12月24日:唯我独断的読書評~「母親を奴隷にする子供たち」 

12月24日(木):唯我独断的読書評~「母親を奴隷にする子供たち」 

 

『母親を奴隷にする子供たち』(ホルガー・ヴィルヴァ著)竹内書店新社 

 

 原題は「シュララッフェンランドの子供」という。シュララッフェンランドとは、ドイツの人には馴染み深いもので(ちょうど、日本人が昔話で「鬼が島」とか「竜宮城」といった地名に馴染んでいるように)、そこは何もしなくてもミルクや蜜が流れ出る世界なのだそうだ。 
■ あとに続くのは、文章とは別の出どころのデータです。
PR #2090, opened 2024-08-06
CMake confcheck switch to try_* functions

islas:
TYPE: enhancement

SOURCE: internal

DESCRIPTION OF CHANGES:
Problem:
The configuration checks done by the CMake build use language-specific calls between various functions. This has lead to a rather complex signature that is also limited in scope.

Solution:
Simplify the `wrf_conf_check` calls to make use of CMake's built-in `try_compile()` and `try_run()` functions, forwarding argument to those as necessary. Aside from minor adjustments to the `wrf_conf_check` calls this should appear as a drop-in replacement that provides the same results as before, i.e. no change to the system configuration options detected.


islas:

amstokely (dismissed):

amstokely (approved):

mgduda (approved):

PR #2091, opened 2024-08-06
CMake check system for underscore requirements between C and Fortran

islas:
TYPE: enhancement

SOURCE: internal

DESCRIPTION OF CHANGES:
Problem:
The current solution for implicitly matching symbols between C and Fortran relies on user-modification of a stanza for their system. While stanzas can be configured to a specific architecture and options selection, this approach is limited and overly specific to user configuration when it could be programmatically determined. Likewise, if a new stanza is introduced it will likely only be tested by one user on their particular system. Thus, if this stanza could be used elsewhere but needs underscores on C symbols for Fortran usage it will not be evident why the stanza does not work for this new user. 

Solution:
Programmatically determine if underscores are needed in C compilation in the CMake build. Sanitize out any definition of underscore in the stanza so that CMake configuration checks take precedence.


islas:
Requires #2056, #2053, #2086, #2087, #2088, and #2090

amstokely (approved):

islas:
@amstokely @mgduda This is ready to be reviewed again. The plan is to get this and its dependent PRs into the upcoming release. Thanks!

amstokely (approved):

mgduda (approved):

PR #2092, opened 2024-08-06
CMake DA Core

islas:
TYPE: enhancement

KEYWORDS: cmake, da

SOURCE: internal

DESCRIPTION OF CHANGES:
Problem:
The current CMake build does not support building the DA core

Solution:
Allow the selection and building of the DA core. Some minor changes to source code were made to facilitate the compilation without resorting to in situ file rewrites with `sed`. These changes fix compilation errors with `iargc` intrinsic function in gfortran but still allow the original make / cpp preprocessing to work as originally done.

A notable difference to the original DA build is that no source code is copied or duplicated into the folders. Instead in the respective folders used for shared source code between cores if a DA build is requested only select files are compiled. Otherwise the full set of files in those directories is used.

Additionally, WAVELET, CRTM, and BUFR can be selected as CMake options (not environment variables). All are defaulted to on in this iteration.


islas:
Requires #2056, #2053, #2086, #2087, #2088, #2090, and #2091

amstokely (approved):

liujake (approved):

mgduda (approved):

 この原題を直訳しても訳がわからないだろうからということで、『母親を奴隷にする子供たち』というタイトルになったそうだが、このタイトルですべてを語っているという類の一冊だ。 

 自分の欲求を満たすために母親を奴隷のように扱う子供たちに関する考察がなされているが、AC(アダルトチルドレン)理論の逆の立場とも言えるテーマである。 

 ただし、本書は基本的に「教育」的観点から考察されていて、僕の独断では「教育」方面からの考察は表面的になりやすい、そう感じられてしまう。 
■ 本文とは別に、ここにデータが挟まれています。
PR #2095, opened 2024-08-09
Initial testing framework

islas:
TYPE: enhancement

KEYWORDS: testing, regression, test framework

SOURCE: internal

 例えば、子供の側のことはどう書かれているだろうか。子供は際限なく欲求を持ち、それを何が何でも満たそうとする。そのために母親を利用するのだが、子供は母親がどうすれば言うことを聞くかということを知っており、その策略を立てている。著者の子供観はずいぶんズルくて悪賢い子供という印象を受けてしまう。僕が思うに、これは子供のある一面だけを捉えたものだ。 
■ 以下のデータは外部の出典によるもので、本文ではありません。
PR #2145, opened 2024-12-18
CMake PnetCDF Find Package 

islas:
TYPE: enhancement

KEYWORDS: cmake, pnetcdf

SOURCE: internal

DESCRIPTION OF CHANGES:
Problem:
The CMake build does not support PnetCDF detection and thus the `external/io_pnetcdf/` code cannot be built.

Solution:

 一方、母親が子供の欲求に従ってしまうのは、母親の中に「教育」や「育児」の神話への囚われがあるからであるという見解を著者は展開している。これもまた母親のごく一面だけを捉えたものだと僕は考えている。 

 従って、この一面に関してはどちらも正しいわけであるが、現実の人間状況はもっと複雑であり、それ以外の要素が多分に入り込んでいるものだ。 

 例えば、子供は本当に自分の欲求を満たすために母親を操作していると言えるだろうか。そういう場面、そういう子供ばかりだろうか。例えば、それ以外の関わり方が禁じられているので、そのようにしか関わることのできない子供もいるのではないだろうか。 

 母親は、分かりやすい言葉で言えば「過保護」なのだが、母親が「過保護」になるためには、母親自身の個人的体験や神経症的傾向、その他、多くの失望や敵意、憎悪が働いているものである。そういうことには一切触れられていない。 

 さらに、僕が不思議に思うのは、どうしてそれが繰り返されるのかということだ。子供が欲求を満たしてもらえて、満足するとする。満足して次の段階に進むのかと言うと、本書に登場する子供たちはそうはならず、一つの段階で停滞してしまっている。どうして前に進まないのだろう。欲求を満たしてもらうこと、それがその子が本当に望んでいることではないためかもしれない。その子は、それをすることで本当の望みが叶えられると信じているが、いくら試みてもそれが叶えられないので、その段階を繰り返さなければならなくなっているのかもしれない。 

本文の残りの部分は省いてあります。